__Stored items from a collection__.
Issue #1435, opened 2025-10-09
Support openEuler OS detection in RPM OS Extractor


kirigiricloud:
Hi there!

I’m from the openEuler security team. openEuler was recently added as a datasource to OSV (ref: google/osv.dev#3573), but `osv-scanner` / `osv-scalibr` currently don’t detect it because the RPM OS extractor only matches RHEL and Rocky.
---
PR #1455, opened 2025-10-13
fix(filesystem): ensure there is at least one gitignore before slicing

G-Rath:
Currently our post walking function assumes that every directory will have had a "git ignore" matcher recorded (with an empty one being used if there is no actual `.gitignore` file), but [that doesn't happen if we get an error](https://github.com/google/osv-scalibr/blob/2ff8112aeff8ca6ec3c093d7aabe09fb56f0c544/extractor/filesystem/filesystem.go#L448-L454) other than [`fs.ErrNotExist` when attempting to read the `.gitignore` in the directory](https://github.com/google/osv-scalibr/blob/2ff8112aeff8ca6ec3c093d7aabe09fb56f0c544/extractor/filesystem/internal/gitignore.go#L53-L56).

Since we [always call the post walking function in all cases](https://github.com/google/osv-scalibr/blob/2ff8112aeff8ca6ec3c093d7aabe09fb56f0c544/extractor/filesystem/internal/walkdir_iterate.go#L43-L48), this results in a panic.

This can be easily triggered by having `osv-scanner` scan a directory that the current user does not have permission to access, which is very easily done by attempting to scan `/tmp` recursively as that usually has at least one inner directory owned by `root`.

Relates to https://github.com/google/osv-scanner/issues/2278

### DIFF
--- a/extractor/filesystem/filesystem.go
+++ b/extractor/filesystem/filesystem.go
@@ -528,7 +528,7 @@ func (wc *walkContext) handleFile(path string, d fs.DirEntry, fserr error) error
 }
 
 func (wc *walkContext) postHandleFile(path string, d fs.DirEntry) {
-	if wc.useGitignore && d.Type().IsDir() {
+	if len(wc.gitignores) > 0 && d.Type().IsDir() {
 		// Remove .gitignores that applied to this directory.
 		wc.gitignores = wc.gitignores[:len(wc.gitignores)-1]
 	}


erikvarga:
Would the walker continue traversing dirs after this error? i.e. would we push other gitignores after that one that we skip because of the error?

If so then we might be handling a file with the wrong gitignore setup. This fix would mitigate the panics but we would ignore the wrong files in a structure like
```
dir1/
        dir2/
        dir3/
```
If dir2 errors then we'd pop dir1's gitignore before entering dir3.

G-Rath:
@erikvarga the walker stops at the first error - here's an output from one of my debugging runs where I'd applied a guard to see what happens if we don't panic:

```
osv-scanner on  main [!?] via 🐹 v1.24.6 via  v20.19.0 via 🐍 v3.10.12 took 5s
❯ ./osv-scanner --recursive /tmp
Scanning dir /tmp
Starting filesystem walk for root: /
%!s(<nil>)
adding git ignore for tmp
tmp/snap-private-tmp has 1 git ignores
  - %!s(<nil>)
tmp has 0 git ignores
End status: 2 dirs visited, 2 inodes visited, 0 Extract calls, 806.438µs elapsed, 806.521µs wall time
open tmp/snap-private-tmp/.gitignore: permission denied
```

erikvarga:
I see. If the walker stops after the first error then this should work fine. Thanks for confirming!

__Problem__.
Looking at the data above, return every line from the one with "Issue #1435, opened 2025-10-09" down to the one with "I’m from the", exactly and inclusively.

__Solution for this problem__.
Issue #1435, opened 2025-10-09
Support openEuler OS detection in RPM OS Extractor


kirigiricloud:
Hi there!

I’m from the openEuler security team. openEuler was recently added as a datasource to OSV (ref: google/osv.dev#3573), but `osv-scanner` / `osv-scalibr` currently don’t detect it because the RPM OS extractor only matches RHEL and Rocky.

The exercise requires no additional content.